Den zweiten Grund zur Aufregung trägt Professoressa Crosera, eine Kollegin von Paola, in die Questura.
Über Seiten quält sich die Mutter zweier Kinder, Brunetti den Grund ihres Besuches vorzutragen. Ja, so muss sich eine Mutter anhören, die ihrem Sohn Drogenkonsum unterstellt.
Ist das alles?
Es geht schließlich "nur" um Drogenkonsum, nicht um Drogenhandel.
Brunetti fühlt sich hilflos. Was soll er tun? Wo anfangen?
Aufgeschreckt wird der Commissario erst durch ein Ereignis, dass ihn zum Handeln zwingt. Der Ehemann der Professoressa wird nachts niedergeschlagen. Ein Grund scheint nicht erkennbar - die Schwere der Verletzungen macht alerdings mehr als nachdenklich. 
Spätestens jetzt ist Ermittlertätigkeit gefragt. In seiner aus Neapel stammenden Kollegin Claudia Griffoni hat Brunetti den idealen weiblichen Part in diesem Fall.
Die beiden laufen zur Hochform auf und Donna Leon zeigt wieder einmal, was sie kann. Nämlich dem Leser eine spannende Geschichte zu bieten, deren Ende fassungslos macht und nicht in den kühnsten Träumen vorhersehbar war.
Heimliche Versuchung erschien Ende Mai 2018 bei Diogenes, wie die vorangegangenen 26 Fälle des Commissario Brunetti auch.
Donna Leon
Heimliche Versuchung


Bewertung

5/5 Region

5/5 Sprache

5/5 Originalität

5/5 Emotion

5/5 Plot (das Handlungsgerüst)


Gesamtbewertung

Informatives

Autor/en

Donna Leon verließ mit 23 Jahren New Jersey, wo sie 1942 geboren worden war, um in Perugia und Siena weiter zu studieren.
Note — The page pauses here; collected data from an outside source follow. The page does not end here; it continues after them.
PR #498, opened 2023-10-31
Part 2: Reduce number of variable sources. Bundle variables.

m1kola:
# Description

In this part I extract code related to creating bundle variables from `BundlesAndDepsVariableSource` into a separate function.

`BundlesAndDepsVariableSource` will be removed later in #501

## Reviewer Checklist

- [ ] API Go Documentation


internal/resolution/variablesources/bundle_test.go
```diff
@@ -4,19 +4,344 @@ import (
...
 
 	"github.com/operator-framework/operator-controller/internal/catalogmetadata"
 	olmvariables "github.com/operator-framework/operator-controller/internal/resolution/variables"
 	"github.com/operator-framework/operator-controller/internal/resolution/variablesources"
 	testutil "github.com/operator-framework/operator-controller/test/util"
 )
 
+func TestMakeBundleVariables(t *testing.T) {
+	channel := catalogmetadata.Channel{Channel: declcfg.Channel{Name: "stable"}}
+	allBundles := []*catalogmetadata.Bundle{
```
m1kola, line 25: Similar to part one: https://github.com/operator-framework/operator-controller/pull/497#discussion_r1377929603

Need to check whether we can reduce the size of the test data.

m1kola: Right, I think we can get rid of a bunch of bundles here as many of them also seem to be related to GVK requirements which we do not care about here.

m1kola: Got rid of more than half of test data

internal/resolution/variablesources/bundle.go
```diff
@@ -2,62 +2,36 @@ package variablesources
...
-		variables = append(variables, inputVariables...)
-	}
-
-	// create bundle queue for dependency resolution
+func MakeBundleVariables(
+	allBundles []*catalogmetadata.Bundle,
+	requiredPackages []*olmvariables.RequiredPackageVariable,
+	installedPackages []*olmvariables.InstalledPackageVariable,
+) ([]*olmvariables.BundleVariable, error) {
 	var bundleQueue []*catalogmetadata.Bundle
```
joelanford, line 25: Allocate with an initial capacity:
```suggestion
	bundleQueue := make([]*catalogmetadata.Bundle, 0, len(requiredPackages) + len(installedPackages))
```

internal/resolution/variablesources/bundle.go
```diff
@@ -2,62 +2,36 @@ package variablesources
...
-
-	allBundles, err := b.catalogClient.Bundles(ctx)
-	if err != nil {
-		return nil, err
+	for _, variable := range installedPackages {
+		bundleQueue = append(bundleQueue, variable.Bundles()...)
 	}
 
 	// build bundle and dependency variables
+	var result []*olmvariables.BundleVariable
```
joelanford, line 34: We expect result to always need capacity greater than or equal to length of requiredPackages, right? And (for now at least), also installedPackages?
```suggestion
	result := make([]*olmvariables.BundleVariable, 0, len(requiredPackages) + len(installedPackages))
```

internal/resolution/variablesources/bundle.go
```diff
@@ -82,23 +56,25 @@ func (b *BundlesAndDepsVariableSource) GetVariables(ctx context.Context) ([]depp
...
 	requiredPackages, _ := bundle.RequiredPackages()
 	for _, requiredPackage := range requiredPackages {
-		packageDependencyBundles := catalogfilter.Filter(allBundles, catalogfilter.And(catalogfilter.WithPackageName(requiredPackage.PackageName), catalogfilter.InBlangSemverRange(requiredPackage.SemverRange)))
+		packageDependencyBundles := catalogfilter.Filter(allBundles, catalogfilter.And(
+			catalogfilter.WithPackageName(requiredPackage.PackageName),
+			catalogfilter.InBlangSemverRange(requiredPackage.SemverRange),
+		))
 		if len(packageDependencyBundles) == 0 {
-			return nil, fmt.Errorf("could not find package dependencies for bundle '%s'", bundle.Name)
+			return nil, errors.New("could not find package dependencies for bundle")
```
joelanford, line 77: This is probably a broader structural question, but shouldn't this case be propagated into the SAT solver so that we get an UNSAT answer, rather than what appears in the current code to be just an error building the problem (which means we never progress to even running the solver).

This may not be important right now, but it could become more important if we ever want to try to find sub-solutions for disjoint sub-problems.

internal/resolution/variablesources/bundle.go
```diff
@@ -117,3 +93,53 @@ func (b *BundlesAndDepsVariableSource) filterBundleDependencies(allBundles []*ca
...
+		if err != nil {
+			return nil, err
+		}
+		variables = append(variables, inputVariables...)
+	}
+
+	allBundles, err := b.catalogClient.Bundles(ctx)
+	if err != nil {
+		return nil, err
+	}
```
joelanford, line 123: Help me remember. Is this call eventually being removed by the time we get to the end of the PR chain? Just want to make sure we aren't ending up with clients sourcing input under the covers anywhere.

internal/resolution/variablesources/bundle_test.go
```diff
@@ -4,19 +4,196 @@ import (
...
+	"github.com/stretchr/testify/require"
 
 	"github.com/operator-framework/operator-controller/internal/catalogmetadata"
 	olmvariables "github.com/operator-framework/operator-controller/internal/resolution/variables"
 	"github.com/operator-framework/operator-controller/internal/resolution/variablesources"
 	testutil "github.com/operator-framework/operator-controller/test/util"
 )
 
+func TestMakeBundleVariables(t *testing.T) {
+	t.Run("valid dependencies", func(t *testing.T) {
```
joelanford, line 24: Since the `t.Run()`s here have nothing shared, the typical pattern I've seen is to split them into separate top-level `Test*` functions:

```go
func TestMakeBundleVariables_ValidDepedencies(t *testing.T) {}
func TestMakeBundleVariables_NonExistentDepedencies(t *testing.T) {}
```

internal/resolution/variablesources/bundle.go
joelanford: Here's how I handled this in my PoC: https://github.com/joelanford/operator-controller/blob/31082f42fa9fbe61a4c9155683d0956e2425b774/internal/resolution/v2/variablesources/operator.go#L59-L69

internal/resolution/variablesources/bundle.go
m1kola: I think here we should not do that becuase `bundleQueue` is for bundles on which `requiredPackages` and `installedPackages` variables depend and for dependencies of these bundles.

`len(requiredPackages) + len(installedPackages)` will not correspond to the amount of data we handle and the initial capacity will not be meaningful.

internal/resolution/variablesources/bundle.go
m1kola: This specific change to remove repetition: this error is in context of handling a specific bundle + the calling code adds an id of the bundle into the error message already.

> This is probably a broader structural question, but shouldn't this case be propagated into the SAT solver so that we get an UNSAT answer, rather than what appears in the current code to be just an error building the problem (which means we never progress to even running the solver).

I agree - this should be clear what went wrong during resolution form unsat error.

But can we handle it separately? I would like to avoid extending scope of this refactoring any further.

internal/resolution/variablesources/bundle.go
m1kola: Another reason is that - I think it is a bit confusing. When I see a `make` like this - it looks like we allocating a new bigger slice to accomadate both `requiredPackages` and `installedPackages`. But it is not the case.

internal/resolution/variablesources/bundle.go
m1kola: > We expect result to always need capacity greater than or equal to length of requiredPackages, right? And (for now at least), also installedPackages?

That is correct, but there is no direct relation between size of these two slices and the final slice (we go through dependencies recursively).

I think here it is better to let Go use default algorithm for expanding the slice.

Aslo https://github.com/operator-framework/operator-controller/pull/498#discussion_r1380172620 and the next comment in this thread. I think it is very similar

internal/resolution/variablesources/bundle.go
m1kola: > Help me remember. Is this call eventually being removed by the time we get to the end of the PR chain?

Correct, I'm cheating here. Passing all bundles trough current structure is going to be challenging.

This whole variable source will go away in the final part #501: https://github.com/operator-framework/operator-controller/pull/501/commits/27dd463595641d2068d8733d280d0af4f1b8f663#diff-26d40ef0af5660e5b7fd99da5952b39c645bef2ad6bf2ee6d8b7123bbdd2ff73

internal/resolution/variablesources/bundle_test.go
```diff
@@ -4,19 +4,196 @@ import (
...
+		// Each dependency must have a variable.
+		// Dependencies from the same package must be sorted by version
+		// with higher versions first.
+		expectedIDs := []deppy.Identifier{
+			"fake-catalog-first-level-dependency-first-level-dependency.v1.0.0",
+			"fake-catalog-second-level-dependency-second-level-dependency.v1.0.1",
+			"fake-catalog-second-level-dependency-second-level-dependency.v1.0.0",
+		}
+		actualIDs := collectVariableIDs(bundles)
+		assert.Equal(t, expectedIDs, actualIDs)
```
m1kola, line 144: Need to check how tricky it is going to be to do something similar to #497 with `go-cmp` and `AllowUnexported`.

internal/resolution/variablesources/bundle.go
joelanford: I didn't look closely enough to see if there's a minimum bound on the high-water mark of the `bundleQueue`. My general point is: "let's always pre-allocate if the minimum high-water mark is greater than 0".

If, in this case, that minimum high-water mark is 0, then I withdraw my suggestion.

joelanford: Even if the slice can end up being bigger than the minimum bound, it still saves on allocations and copies for all of the intermediate allocations/copies that we would have made otherwise.

internal/resolution/variablesources/bundle.go
joelanford: Yep similar question, similar response: https://github.com/operator-framework/operator-controller/pull/498#discussion_r1380445055

internal/resolution/variablesources/bundle.go
joelanford: Yes, I'm like 99% positive there are other places that return errors like this when we should be taking these situations and making them unsatisfiable variables.

Totally fine by me to find/replace all of those as a separate effort rather than play whack-a-mole.

m1kola: > Totally fine by me to find/replace all of those as a separate effort rather than play whack-a-mole.

I'll check if we already have an issue for this and will create one if we don't. It will probably be tomorrow.

Please let's keep this thread open for this follow up^.

internal/resolution/variablesources/bundle.go
m1kola: On this function's level - it is possible that it will be 0, but looking at the bigger picture  - I think will never reach this function without bundles for `requiredPackages` and `installedPackages`. Each item in these slices should have >= 1 bundle.

Updated.

internal/resolution/variablesources/bundle.go
m1kola: Updated: https://github.com/operator-framework/operator-controller/pull/498#discussion_r1380489544

internal/resolution/variablesources/bundle.go
m1kola: I did not find an issue for this. I need to run now, but I have a reminder to create an issue for this set for tomorrow.

m1kola:
@joelanford please take another look. I believe I address all your feedback.

internal/resolution/variablesources/bundle.go
m1kola: Created an issue for this: https://github.com/operator-framework/operator-controller/issues/507

internal/resolution/variablesources/bundle.go
m1kola: @joelanford I came up with a relatively small change so we can get rid of this: https://github.com/operator-framework/operator-controller/pull/508

This PR also enables me to progress with the last bit of implementation for initial upgrade support RFC (#449) without having to wait for part 2-5 of this refactorign to land.

internal/resolution/variablesources/bundle.go
```diff
@@ -2,62 +2,36 @@ package variablesources
...
-func NewBundlesAndDepsVariableSource(catalogClient BundleProvider, inputVariableSources ...input.VariableSource) *BundlesAndDepsVariableSource {
-	return &BundlesAndDepsVariableSource{
-		catalogClient:   catalogClient,
-		variableSources: inputVariableSources,
+func MakeBundleVariables(
+	allBundles []*catalogmetadata.Bundle,
+	requiredPackages []*olmvariables.RequiredPackageVariable,
+	installedPackages []*olmvariables.InstalledPackageVariable,
+) ([]*olmvariables.BundleVariable, error) {
+	bundleQueue := make([]*catalogmetadata.Bundle, 0, len(requiredPackages)+len(installedPackages))
```
stevekuznetsov, line 25: `len(requiredPackages)+len(installedPackages)` is an inexact approximation of the size you need, since each of those has a 1:N relationship to the underlying bundles? Personal preference, but `var bundleQueue []*catalogmetadata.Bundle` is fine unless benchmarks prove otherwise. Pointers are small.

internal/resolution/variablesources/bundle.go
```diff
@@ -2,62 +2,36 @@ package variablesources
...
+	for _, variable := range requiredPackages {
+		bundleQueue = append(bundleQueue, variable.Bundles()...)
 	}
-}
-
-func (b *BundlesAndDepsVariableSource) GetVariables(ctx context.Context) ([]deppy.Variable, error) {
```
stevekuznetsov, line 32: A lot of this diff seems like movement of code to later in the file - can we undo that to make the diff as minimal as we can? Hard to tell if you changed the code in `GetVariables()` or not.

internal/resolution/variablesources/bundle_test.go
```diff
@@ -374,7 +563,7 @@ var _ = Describe("BundlesAndDepsVariableSource", func() {
 		)
 		_, err := bdvs.GetVariables(context.TODO())
 		Expect(err).To(HaveOccurred())
-		Expect(err.Error()).To(ContainSubstring("could not determine dependencies for bundle with id 'fake-catalog-test-package-bundle-2': could not find package dependencies for bundle 'bundle-2'"))
+		Expect(err.Error()).To(ContainSubstring(`could not determine dependencies for bundle with id "fake-catalog-test-package-bundle-2": could not find package dependencies for bundle`))
```
stevekuznetsov, line 566: While a savvy user that has memorized how to disambiguate the bundle ID into the separate parts (let's hope nobody puts a dash in the catalog name, package name or bundle name ...), all other users would prefer the more explicit error message you removed. It might be better to simply fix the top-level wrapper here to break up the bundle ID into constituent parts (is the transform lossy?).

internal/resolution/variablesources/bundle_test.go
```diff
@@ -4,19 +4,208 @@ import (
...
+		),
+		olmvariables.NewBundleVariable(
+			bundleSet["second-level-dependency.v1.0.0"],
+			nil,
+		),
+	}
+	gocmpopts := []cmp.Option{
+		cmpopts.IgnoreUnexported(sync.RWMutex{}),
+		cmp.AllowUnexported(
+			sync.RWMutex{},
```
stevekuznetsov, line 161: I think we can be certain that the test - and the caller in this package - will never have any opinion on the unexported internal state of the mutex.

internal/resolution/variablesources/bundle.go
m1kola: That was initial version and is my preference too. We had a discussion about this here: https://github.com/operator-framework/operator-controller/pull/498#discussion_r1380044187

I'm happy to revert this back to `var bundleQueue []*catalogmetadata.Bundle`.

@joelanford any objections?

internal/resolution/variablesources/bundle.go
m1kola: I'm not sure that I can minimise the diff further. I took out the part out of `GetVariables()` and moved into `MakeBundleVariables`. Also I'm happy that the important bits (where we generate variables) is now in `MakeBundleVariables` and history of these lines will be preserved.

`BundlesAndDepsVariableSource` and its `GetVariables` is now just a bridge between old structure and new structure. It will be completely removed in #501.

internal/resolution/variablesources/bundle.go
joelanford: I think @stevekuznetsov and I have pretty much the exact same perspective, and we just fell on either side of the fence in terms of what to do.

In my mind, we _know_ `len(requiredPackages)+len(installedPackages)` is a strictly better approximation than `0`, so that's why I fell on that side.

I also prefaced my comment with "this may not matter, benchmarks would help", so I don't have a strong opinion.

Maybe the outcome of this should be a follow-on issue that says "let's write some benchmarks and have a way to measure how we're doing".

internal/resolution/variablesources/bundle_test.go
m1kola: I wanted to ignore it (I have `cmpopts.IgnoreUnexported(sync.RWMutex{})` for that reason above). This line is a junk I forgot to remove. I'll update shortly.

internal/resolution/variablesources/bundle_test.go
```diff
@@ -4,19 +4,208 @@ import (
...
+			olmvariables.BundleVariable{},
+			input.SimpleVariable{},
+			constraint.DependencyConstraint{},
+			catalogmetadata.Bundle{},
```
m1kola, line 165: I think we can put this into `IgnoreUnexported`. Unexported fields are internal state and exported fields will be enough for comparions.

internal/resolution/variablesources/bundle_test.go
joelanford: +1

Also, sort of related: I've noticed we don't really have a standard for how to build variable IDs. Another separate structural issue to follow-up on is to maybe write up a developer doc and/or write and ubiquitously use a helper function that can build/validate ID formats.

That could go a long way in making the bundle IDs more meaningful.

m1kola: I removed the part which was ambiguous: there could be multiple bundles with the same name from different catalogs/packages.

But I gree with you - this error message is not great. We need something more human readable. Good news is that we don't need to split bundle ID back into components: we have all the data in our structs.

I think what I'll do - I'll revert this change and deal with this in a separate PR.

internal/resolution/variablesources/bundle.go
stevekuznetsov: I think you might be able to - try moving the code at the bottom of the file to the top and see.

internal/resolution/variablesources/bundle.go
stevekuznetsov: My perspective is that a couple things have to be true before it's worth doing something like that:

a) the code in question is performance sensitive
b) we have a way to measure it
c) the naive performance is insufficient

I know loads of performance sensitive code where either _N_ is small and the few copies don't matter or the majority of time is taken on other work, so even a 99% speedup in alloc makes negligible/unmeasureably small impact on the overall runtime.

The reason _not_ to do this unless the prerequisites are met is that it's easy to do subtly incorrect things with this - especially when performance sensitive code uses pre-allocated length with `[i]` member access instead of `append`, so not asking readers to have the mental overhead unless we know we need to seems good.

Feel free to keep the code here as it is, as I don't feel super strongly on this, but overall IMHO we benefit from KISS.

m1kola:
Moveing back to draft for now becuase it needs a bit more work after #508 + address feedback.

internal/resolution/variablesources/bundle.go
m1kola: You are right. It produced a smaller diff and still preserves history for `MakeBundleVariables`. I'll push an update shortly.

internal/resolution/variablesources/bundle_test.go
m1kola: I think this will also spare us from using `IgnoreFields`.

m1kola:
@stevekuznetsov @joelanford rebased on top of #508 + addressed feedback. Please take another look

stevekuznetsov (approved):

Sie arbeitete als Reiseleiterin in Rom, als Werbetexterin in London sowie als Lehrerin an amerikanischen Schulen in der Schweiz, im Iran, in China und Saudi-Arabien. Seit 1981 wohnt und arbeitet Donna Leon in Venedig.

Kommissar/e

Guido Brunetti. Keinen Kommissar kenne ich so gut wie ihn. Der Familienvater hat eine traumhafte Wohnung in Venedig, einen unbequemen Vicequestore, eine kluge Kollegin (Signorina Elettra) und einen reichen Schwiegervater. Ich stelle ihn mir genau so vor wie Uwe Kockisch in der Filmrolle.